AIM OF THE TASK: Could you find each line of the data below that contains the word "options" and copy those lines?

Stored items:
[Start of section]
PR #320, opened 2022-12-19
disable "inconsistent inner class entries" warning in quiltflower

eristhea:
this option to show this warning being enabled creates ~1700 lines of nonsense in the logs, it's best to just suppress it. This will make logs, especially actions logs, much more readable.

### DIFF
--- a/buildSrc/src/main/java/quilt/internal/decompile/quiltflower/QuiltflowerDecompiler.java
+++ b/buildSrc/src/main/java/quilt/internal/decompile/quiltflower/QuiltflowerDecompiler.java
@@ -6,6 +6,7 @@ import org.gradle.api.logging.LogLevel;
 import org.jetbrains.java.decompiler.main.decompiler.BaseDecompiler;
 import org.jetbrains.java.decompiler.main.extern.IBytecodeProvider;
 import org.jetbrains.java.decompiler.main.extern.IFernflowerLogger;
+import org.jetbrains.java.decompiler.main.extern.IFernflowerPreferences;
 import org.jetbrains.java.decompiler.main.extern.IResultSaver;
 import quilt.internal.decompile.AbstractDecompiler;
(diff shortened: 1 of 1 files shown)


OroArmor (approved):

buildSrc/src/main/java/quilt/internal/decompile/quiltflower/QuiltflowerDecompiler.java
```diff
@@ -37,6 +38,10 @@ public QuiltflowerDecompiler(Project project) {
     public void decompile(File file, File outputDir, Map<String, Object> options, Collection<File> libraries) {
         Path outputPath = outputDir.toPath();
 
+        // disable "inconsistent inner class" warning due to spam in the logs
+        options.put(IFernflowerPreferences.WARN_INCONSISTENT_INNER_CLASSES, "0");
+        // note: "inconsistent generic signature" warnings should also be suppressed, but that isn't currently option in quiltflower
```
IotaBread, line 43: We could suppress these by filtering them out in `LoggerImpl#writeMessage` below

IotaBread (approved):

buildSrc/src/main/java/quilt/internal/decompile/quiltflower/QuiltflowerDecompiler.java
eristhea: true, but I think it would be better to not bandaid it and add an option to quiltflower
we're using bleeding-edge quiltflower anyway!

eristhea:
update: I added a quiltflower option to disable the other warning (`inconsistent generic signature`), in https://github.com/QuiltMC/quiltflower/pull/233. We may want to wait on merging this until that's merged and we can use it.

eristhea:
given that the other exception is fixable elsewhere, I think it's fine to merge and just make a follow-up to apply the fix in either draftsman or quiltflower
[End of section]
SOLVED EXERCISE:
     public void decompile(File file, File outputDir, Map<String, Object> options, Collection<File> libraries) {
+        options.put(IFernflowerPreferences.WARN_INCONSISTENT_INNER_CLASSES, "0");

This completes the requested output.